PR #917, opened 2025-06-20
gptel-rewrite: reject changes before ediff

nano-o:
The ediff feature of gptel-rewrite is somewhat broken: 
* The overlay showing the LLM response hides the ediff information during the ediff session, so it's hardly usable
* Even if gptel would hide the overlay for the duration of the ediff session, it's not clear to me what should happen when the ediff session ends and changes have been made. Should the LLM-response overlay be restored, and with what contents?

I think it makes more sense to just discard the LLM response when entering ediff (then it's just a normal ediff session with no surprises). This is what this PR does. It might also make sense to make the LLM-response buffer read-only (not done in this PR).

### DIFF
--- a/gptel-rewrite.el
+++ b/gptel-rewrite.el
@@ -298,29 +298,20 @@ BUF is the buffer to modify, defaults to the overlay buffer."
       (display-buffer diff-buf))))
 
 (defun gptel--rewrite-ediff (&optional ovs)
-  "Ediff pending LLM responses in OVS or at point."
-  (interactive (list (gptel--rewrite-overlay-at)))
-  (when-let* ((ov-buf (overlay-buffer (or (car-safe ovs) ovs)))
-              ((buffer-live-p ov-buf)))
-    (letrec ((newbuf (gptel--rewrite-prepare-buffer ovs))
-             (cwc (current-window-configuration))
-             (hideshow
-              (lambda (&optional restore)
-                (dolist (ov (ensure-list ovs))
-                  (when-let* ((overlay-buffer ov))
-                    (let ((disp (overlay-get ov 'display))
-                          (stored (overlay-get ov 'gptel--ediff)))
-                      (overlay-put ov 'display (and restore stored))
-                      (overlay-put ov 'gptel--ediff (unless restore disp)))))))
-             (gptel--ediff-restore
-              (lambda ()
-                (when (window-configuration-p cwc)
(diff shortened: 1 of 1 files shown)


karthink:
> * The overlay showing the LLM response hides the ediff information during the ediff session, so it's hardly usable

This is not the case, or at least not the intended behavior.  You should see the original text in one buffer and the LLM-response text in the other.

Can you provide a screenshot showing what you see during ediff?

> * Even if gptel would hide the overlay for the duration of the ediff session, it's not clear to me what should happen when the ediff session ends and changes have been made. Should the LLM-response overlay be restored, and with what contents?

It is currently restored because the user might want to make more changes.  It is not apparent that quitting ediff with `q` means that the user is done with the LLM response -- what if they just wanted to quit Ediff?

nano-o:
Here's a screenshot below. On the left side you can see that the overlay hides the ediff information (it shows the original text).

Regarding what should happen after the ediff session ends: my workflow is that I incorporate LLM changes during the ediff session. Then I don't want to redisplay the overlay with the orignal LLM changes, as I already acted on them.

image

nano-o:
Here's a different suggestion. I don't really know what I'm doing though. Is setting the face to nil the right thing to do?

karthink:
> * The overlay showing the LLM response hides the ediff information during the ediff session, so it's hardly usable

> Here's a screenshot below. On the left side you can see that the overlay hides the ediff information (it shows the original text).

I don't understand -- the buffer on the left shows the original text, and the buffer on the right shows the rewritten text.  This is exactly how it should work, isn't it?

nano-o:
Okay, my bad if this is the intended behavior. My issue with it is that the yellow face of the overlay on the left-hand-side hides color-coded ediff information. Instead I was expecting to see this something like this:
image

karthink:
> Instead I was expecting to see this something like this:

Your expectation makes sense -- that's better than the current behavior.

karthink:
I've changed it so the yellow overlay face is removed when Ediffing.  Please update and test.

> my workflow is that I incorporate LLM changes during the ediff session. Then I don't want to redisplay the overlay with the orignal LLM changes, as I already acted on them.

I understand.  But what if you Ediff and decide you don't want to make changes yet?  When you quit ediff, the rewrite information is lost.

nano-o:
Thanks!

- - -

Could you write the whole listing out again, line for line?

Answer to the exercise.
PR #917, opened 2025-06-20
gptel-rewrite: reject changes before ediff

nano-o:
The ediff feature of gptel-rewrite is somewhat broken: 
* The overlay showing the LLM response hides the ediff information during the ediff session, so it's hardly usable
* Even if gptel would hide the overlay for the duration of the ediff session, it's not clear to me what should happen when the ediff session ends and changes have been made. Should the LLM-response overlay be restored, and with what contents?

I think it makes more sense to just discard the LLM response when entering ediff (then it's just a normal ediff session with no surprises). This is what this PR does. It might also make sense to make the LLM-response buffer read-only (not done in this PR).

### DIFF
--- a/gptel-rewrite.el
+++ b/gptel-rewrite.el
@@ -298,29 +298,20 @@ BUF is the buffer to modify, defaults to the overlay buffer."
       (display-buffer diff-buf))))
 
 (defun gptel--rewrite-ediff (&optional ovs)
-  "Ediff pending LLM responses in OVS or at point."
-  (interactive (list (gptel--rewrite-overlay-at)))
-  (when-let* ((ov-buf (overlay-buffer (or (car-safe ovs) ovs)))
-              ((buffer-live-p ov-buf)))
-    (letrec ((newbuf (gptel--rewrite-prepare-buffer ovs))
-             (cwc (current-window-configuration))
-             (hideshow
-              (lambda (&optional restore)
-                (dolist (ov (ensure-list ovs))
-                  (when-let* ((overlay-buffer ov))
-                    (let ((disp (overlay-get ov 'display))
-                          (stored (overlay-get ov 'gptel--ediff)))
-                      (overlay-put ov 'display (and restore stored))
-                      (overlay-put ov 'gptel--ediff (unless restore disp)))))))
-             (gptel--ediff-restore
-              (lambda ()
-                (when (window-configuration-p cwc)
(diff shortened: 1 of 1 files shown)


karthink:
> * The overlay showing the LLM response hides the ediff information during the ediff session, so it's hardly usable

This is not the case, or at least not the intended behavior.  You should see the original text in one buffer and the LLM-response text in the other.

Can you provide a screenshot showing what you see during ediff?

> * Even if gptel would hide the overlay for the duration of the ediff session, it's not clear to me what should happen when the ediff session ends and changes have been made. Should the LLM-response overlay be restored, and with what contents?

It is currently restored because the user might want to make more changes.  It is not apparent that quitting ediff with `q` means that the user is done with the LLM response -- what if they just wanted to quit Ediff?

nano-o:
Here's a screenshot below. On the left side you can see that the overlay hides the ediff information (it shows the original text).

Regarding what should happen after the ediff session ends: my workflow is that I incorporate LLM changes during the ediff session. Then I don't want to redisplay the overlay with the orignal LLM changes, as I already acted on them.

image

nano-o:
Here's a different suggestion. I don't really know what I'm doing though. Is setting the face to nil the right thing to do?

karthink:
> * The overlay showing the LLM response hides the ediff information during the ediff session, so it's hardly usable

> Here's a screenshot below. On the left side you can see that the overlay hides the ediff information (it shows the original text).

I don't understand -- the buffer on the left shows the original text, and the buffer on the right shows the rewritten text.  This is exactly how it should work, isn't it?

nano-o:
Okay, my bad if this is the intended behavior. My issue with it is that the yellow face of the overlay on the left-hand-side hides color-coded ediff information. Instead I was expecting to see this something like this:
image

karthink:
> Instead I was expecting to see this something like this:

Your expectation makes sense -- that's better than the current behavior.

karthink:
I've changed it so the yellow overlay face is removed when Ediffing.  Please update and test.

> my workflow is that I incorporate LLM changes during the ediff session. Then I don't want to redisplay the overlay with the orignal LLM changes, as I already acted on them.

I understand.  But what if you Ediff and decide you don't want to make changes yet?  When you quit ediff, the rewrite information is lost.

nano-o:
Thanks!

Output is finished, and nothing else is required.